Ich habe Dir zunächst so viel von mir erzählt, weil Du erwarten durftest, nicht bloß durch die Zeitungen von meinem Geschick unterrichtet zu werden, und auch hierauf habe ich bei zahlreichen Besuchen und Ansprachen erst heute Nachmittag etwas Zeit gefunden. Doch nicht minder drängt es mich Dir auf die dargestellten und schmerzlichen Nachrichten, die auch Dein letzter Brief3 über das Befinden der lieben Susanne enthält, unsere innigste Theilnahme auszusprechen. Die große Schwäche und das ungebrochene Leiden muß freilich die höchste Besorgniß erregen und wir fühlen mit Dir die schwere Heimsuchung, die der Herr Dir und den Deinigen aufgelegt hat. Möchten die schönen Sommertage der lieben Kranken in frischer Luft Erleichterung und Erquikung gewähren. Bringe ihr unsere herzlichen Grüße und Segenswünsche, insbesondere auch von meiner Frau. Der Herr sei mit Euch!

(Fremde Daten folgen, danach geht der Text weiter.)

PR #302, opened 2020-06-15
Updated release build to only include op2ext.dll and op2ext.pdb

### LINKED ISSUE #301: Automated Release Tagging Pulls too Many Artifacts
The automated release artifact pull included the following files:

* op2ext.dll (Only file that is needed)
* op2mod.dll
* test.exe
* testDll.exe

The debug symbol file include:

* gtest.pdb
* gtest_main.pdb
* op2ext.pdb (only file that I think is needed)
* op2mod.pdb
* test.pdb
* testDll.pdb

Will plan to manually update release zips late today. Need to follow-up with fixing appveyor artifact transfer.

Brett208:
Still allow all artifacts for non-release tagged releases.

There is room to exclude the two gtest pdb files as well from the non-release tag artifacts, but maybe ok if they are present.

Closes #301


Brett208:
Ok. I had thought maybe you were using the test module exe for testing, but I'll pare it down tomorrow. Thanks for looking at it.

Brett208:
Force push to ammend original commit.

PR #528, opened 2020-10-04
refactor(config): use `readConfiguration` from `@angular/compiler-cli`

ahnpnl:
## Summary

Introduce `NgJestConfig` which extends `ts-jest` config class `ConfigSet`. In this class, we override `readTsConfig` to use `readConfiguration` from `@angular-compiler/cli` to retrieve tsconfig options as well as Angular compiler options.

For now, this class isn't used anywhere. The plan is use it after #526 is merged.

## Test plan

Added unit tests, green CI

## Does this PR introduce a breaking change?

- [ ] Yes
- [x] No

## Other information
**N.A.**

PR #535, opened 2020-10-06
refactor: use `NgJestConfig` in `AngularJestTransformer`

ahnpnl:
## Summary

Continue the work in #528

Override 2 methods of `TsJestTransformer` from `ts-jest`:
- `configsFor`: initialize our config class `NgJestConfig`.
- `getCacheKey`: use `@jest/create-cache-key-function` package and create cache key from tsconfig as well as Angular compiler options

This will ensure that later `AngularJestTransformer` can use Angular compiler with correct compiler config to compile codes.

## Test plan

Added unit tests for `AngularJestTransformer` method `configsFor`, green CI

- [ ] Yes
- [x] No

## Other information
**N.A.**


src/index.ts
```diff
@@ -1,8 +1,53 @@
...
 import type { Config } from '@jest/types';
+import createCacheKey from '@jest/create-cache-key-function';
 import { TsJestTransformer } from 'ts-jest/dist/ts-jest-transformer';
 
+import { NgJestConfig } from './config/ng-jest-config';
+import { stringify } from './utils/json';
+import { JsonableValue } from './utils/jsonable-value';
+
+interface ConfigSetItem {
+  configSet: NgJestConfig;
```
wtho, line 11: Does a `ConfigSetItem` contain a `configSet`? Isn't it more like a `ConfigSetCollection` or some other form of container/wrapper?

src/index.ts
```diff
@@ -1,8 +1,53 @@
...
+   * @internal
+   */
+  configsFor(jestConfig: Config.ProjectConfig): NgJestConfig {
+    let csi: ConfigSetItem | undefined = AngularJestTransformer.configSetItems.find(
+      (cs) => cs.jestConfig.value === jestConfig,
+    );
+    if (csi) return csi.configSet;
+    // try to look-it up by stringified version
+    const serialized = stringify(jestConfig);
+    csi = AngularJestTransformer.configSetItems.find((cs) => cs.jestConfig.serialized === serialized);
```
wtho, line 33: We can avoid the upper `let` if we introduce a second variable for `csi`, like `const deserializedCsi = AngularJestTransformer.configSetItems...`

src/index.ts
```diff
@@ -1,8 +1,53 @@
...
+    if (csi) {
+      // update the object so that we can find it later
+      // this happens because jest first calls getCacheKey with stringified version of
+      // the config, and then it calls the transformer with the proper object
```
wtho, line 37: I think I need more information about this edge case :smile:

src/utils/jsonable-value.ts
```diff
@@ -0,0 +1,35 @@
+import { stringify } from './json';
+
+/**
+ * Copy from `ts-jest`
+ * @internal
+ */
+export class JsonableValue<V = Record<string, unknown>> {
```
wtho, line 7: Can we rename it to `JsonObject`?

This use case for this class is for caching, isn't it?

src/index.ts
ahnpnl: It is a like a container/wrapper. The purpose of this is whenever our jest transformer discovers a processing jest config which is already inside `configSetITems`, we simply return the cached instance `NgJestConfig` without initializing a new instance.

src/index.ts
ahnpnl: This one handles the case that when cannot find any jest config by memory reference in `configSetItems`, we fallback to find by serialized string. If match, we simply update memory reference. This case hardly happens, just for safety.

src/utils/jsonable-value.ts
ahnpnl: yes, we can rename it. It is mainly for caching.

src/index.ts
ahnpnl: Do you mean we don't need the `let csi` or do you mean 
```
const csi = AngularJestTransformer.configSetItems.find(
      (cs) => cs.jestConfig.value === jestConfig,
    );
if (csi) return csi.configSet;
// try to look-it up by stringified version
const serialized = stringify(jestConfig);
const deseralizedCsi = AngularJestTransformer.configSetItems...
```

wtho: The second one :+1:

src/index.ts
wtho: Ok, so what about `ConfigSetCache` or `ConfigSetStore`?

ahnpnl: LGTM, I will change that

ahnpnl:
I added couple of `TODO` which `ts-jest` can expose for us so we don't have to maintain those.

src/index.ts
```diff
@@ -11,6 +32,55 @@ class AngularJestTransformer extends TsJestTransformer implements Transformer {
...
+  ): string {
+    this.createOrResolveTransformerCfg(transformOptions.config);
+
+    return createCacheKey()(fileContent, filePath, this._ngJestCfgStr, {
+      config: transformOptions.config,
+      instrument: false,
+    });
+  }
+
+  private createOrResolveTransformerCfg(jestConfig: Config.ProjectConfig): void {
```
ahnpnl, line 50: @wtho I added this new method and remove `configsFor`. The purpose is because `_ngJestCfgStr` is only scoped to this class so I don't want to put it into `NgJestConfig` like originally `ts-jest` does with its cache key.

src/index.ts
wtho: Hmm, basically I do not like `CachedConfigSet.configSet` so much. It's like `Car.car`. The configSet itself should already be the reference on the set.

src/index.ts
wtho: Looks good!

src/index.ts
ahnpnl: Ok let’s use the name `ConfigSetStore`

wtho: No, actually it's good for me this way.

If you don't mind we just rename the inner `configSet: NgJestConfig` to `ngJestConfig: NgJestConfig`?

ahnpnl: hmm, maybe like this
```
interface ConfigSetItem {
    ngJestConfig: NgJestConfig;
    jestConfig: JsonObject<Config.ProjectConfig>;
    transformerConfig: JsonObject<Config.ProjectConfig & ParsedConfiguration>; // this is for jest cache key
}
```

wtho: IMO this is better

ahnpnl:
done, I think everything is good to go now

wtho (approved):
One last nit: rename of `src/__tests__/jsonable-value.spec.ts` to `src/__tests__/json-object.spec.ts`

Otherwise great work!
Sorry for all the nits and the discussion, but I think doing these improves the quality from the beginning.
Thanks for all the work in this!

ahnpnl:
> One last nit: rename of `src/__tests__/jsonable-value.spec.ts` to `src/__tests__/json-object.spec.ts`
> 
> Otherwise great work!
> Sorry for all the nits and the discussion, but I think doing these improves the quality from the beginning.
> Thanks for all the work in this!

Actually I gonna remove that test file instead because this JsonObject class is a temporary copy from `ts-jest`. It will be removed when `ts-jest` exposes it so this test file is not needed.

PR #553, opened 2020-10-17
test(e2e): improve e2e tests

ahnpnl:
## Summary

- Fix exposed paths for transformers
- Copy `jest-preset.js`, `build` manually to each test app
- Always trigger build assets before starting e2e test
- Correct `README` related to `setup-jest`

## Test plan

Green CI

- [ ] Yes
- [x] No

## Other information
**N.A.**


ahnpnl:
@wtho now our e2e tests have exactly same setup as normal projects which install the preset.

wtho (approved):
Ok, awesome! Wanted to have a realistic test setup since such a long time! Thanks!

It might just be a bit confusing for devs who look at our test projects to not have `jest-preset-angular` in dependencies. But then again, these are test projects, not examples.

:+1:

ahnpnl:
Our test projects now look exactly how end users use the preset, so the confusion is gone now :)

PR #612, opened 2020-11-07
test(e2e): add custom typing e2e test

ahnpnl:
## Summary

Add custom typing e2e test

## Test plan

Green CI

- [ ] Yes
- [x] No

## Other information
**N.A.**

### DIFF
--- a/e2e/test-app-v10-zone-v11/tsconfig.spec.json
+++ b/e2e/test-app-v10-zone-v11/tsconfig.spec.json
@@ -6,9 +6,13 @@
     "module": "commonjs",
     "types": [
       "jest",
+      "jquery",
       "node"
     ]
   },
+  "files": [
+    "src/global.ts"
+  ],
   "include": [
     "src/**/*.spec.ts",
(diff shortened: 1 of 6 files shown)


e2e/test-app-v10-zone-v11/tsconfig.spec.json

Abschrift der Entscheidung König Wilhelms I. von Preußen vom 12. Juni 1877 über das Entlassungsgesuch Immanuel Hegels vom 23. Februar 1877, adressiert: An den Präsidenten des Konsistoriums der Provinz Brandenburg Hegel zu Berlin
Auf das Immediatschreiben vom 23 Februar cr.4 gebe ich Ihnen Folgendes zu erkennen:
Als Ich nach Erlaß der Generalsynodal Ordnung den Vorstand der Generalsynode empfing, habe Ich Mich vor demselben mit den Worten: „Vor allem kommt es darauf an, daß die Kirche auf dem rechten Grunde stehen bleibt, auf dem Grunde des Apostolischen Glaubensbekenntnisses; Ich stehe auf diesem Grunde, auf dem Glauben, auf welchen Ich getauft und konfirmirt bin, und nichts kann Mich bewegen, davon abzuweichen; werden Mir hingegen Einwürfe gemacht, so werde Ich sie jederzeit zurückweisen“, öffentlich und nachdrücklich zum Apostolicum bekannt, auf welches nicht allein Ich für meine Person, sondern auch die Vorfahren und Angehörigen Meines Hauses Taufe und Konfirmation empfangen haben. In dem Augenblicke, in welchem, wie kürzlich geschehen, bei einer zu den Organen der evangelischen Kirche gehörenden Synodalversammlung der Hauptstadt die Symptome des Unglaubens und der Glaubensfälschung in einem bis zum Antrage auf Beseitigung des Apostolischen Glaubensbekenntnisses gesteigerten Grade auftreten und an der Oeffentlichkeit erscheinen, kann Ich Beamte, deren Festhalten am strengen Glauben bekannt ist, nicht entlassen, ohne in den Begriffen Meines Volkes Verwirrung zu erzeugen. Aus diesem Grunde weise Ich Ihr Gesuch um Entlassung aus Ihrem Amte hiermit zurück. Ich spreche dabei die Erwartung aus, daß Sie das Vertrauen, welches Ich Ihnen durch diese Entscheidung beweise, durch treue Befolgung der von Mir für die evangelische Kirche gegebenen Gesetze rechtfertigen und Sich der höheren Entscheidung auch dann fügen werden, wenn Ihre abweichende Ansicht, die auszusprechen Ihnen gleich jedem Staatsbürger unbenommen ist, nicht berücksichtigt werden könnte.